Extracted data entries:

PR #139, opened 2023-09-25
Extratrees inclusion to sklearn_bench

icfaust:
This creates the necessary benchmarks necessary for the ExtraTreesClassifier and ExtraTreesRegressor. It also corrects some errors in the master associated with spelling mistakes or incorrect parameters.

### DIFF
--- a/configs/testing/sklearn.json
+++ b/configs/testing/sklearn.json
@@ -58,6 +58,42 @@
             ],
             "num-trees": 10
         },
+                {
+            "algorithm": "et_clsf",
+            "dataset": [
+                {
+                    "source": "synthetic",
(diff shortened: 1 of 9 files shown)


configs/testing/sklearn.json
```diff
@@ -57,6 +57,42 @@
                 }
             ],
             "num-trees": 10
+        },
+                {
+            "algorithm": "et_clsf",
```
samir-nasibli, line 62: IS it passible to use the same config for RF and ET?

Alexsandruss:
Implemented in refactoring (https://github.com/IntelPython/scikit-learn_bench/pull/133)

Your assignment |
Restate word for word only the lines above from the line containing "This creates the" to the line containing "-58,6 +58,42 @@", both of them included.

Written response |
This creates the necessary benchmarks necessary for the ExtraTreesClassifier and ExtraTreesRegressor. It also corrects some errors in the master associated with spelling mistakes or incorrect parameters.

### DIFF
--- a/configs/testing/sklearn.json
+++ b/configs/testing/sklearn.json
@@ -58,6 +58,42 @@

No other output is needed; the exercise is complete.